PR #370, opened 2018-02-06
Support dotted package names as namespace packages

lpsinger:
I am making a new project using the Astropy affiliated package where the root of the package lives inside another namespace package. For concreteness, the package is called [`ligo.skymap` or `ligo-skymap`](http://git.ligo.org/leo-singer/ligo.skymap), the top-level package is called `ligo.skymap`, and it lives inside a namespace shared by a number of other packages [`ligo.lvalert`](https://git.ligo.org/lscsoft/lvalert), [`ligo.gracedb`](https://git.ligo.org/lscsoft/gracedb-client).

However, this does not work with astropy_helpers because the function `generate_version_py` in astropy_helpers expects that the package name to be the same as the directory containing `version.py`.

-----

_Work request_
Make an exact copy of the whole listing, so that no line is lost.

_Solution for this exercise_
PR #370, opened 2018-02-06
Support dotted package names as namespace packages

lpsinger:
I am making a new project using the Astropy affiliated package where the root of the package lives inside another namespace package. For concreteness, the package is called [`ligo.skymap` or `ligo-skymap`](http://git.ligo.org/leo-singer/ligo.skymap), the top-level package is called `ligo.skymap`, and it lives inside a namespace shared by a number of other packages [`ligo.lvalert`](https://git.ligo.org/lscsoft/lvalert), [`ligo.gracedb`](https://git.ligo.org/lscsoft/gracedb-client).

However, this does not work with astropy_helpers because the function `generate_version_py` in astropy_helpers expects that the package name to be the same as the directory containing `version.py`.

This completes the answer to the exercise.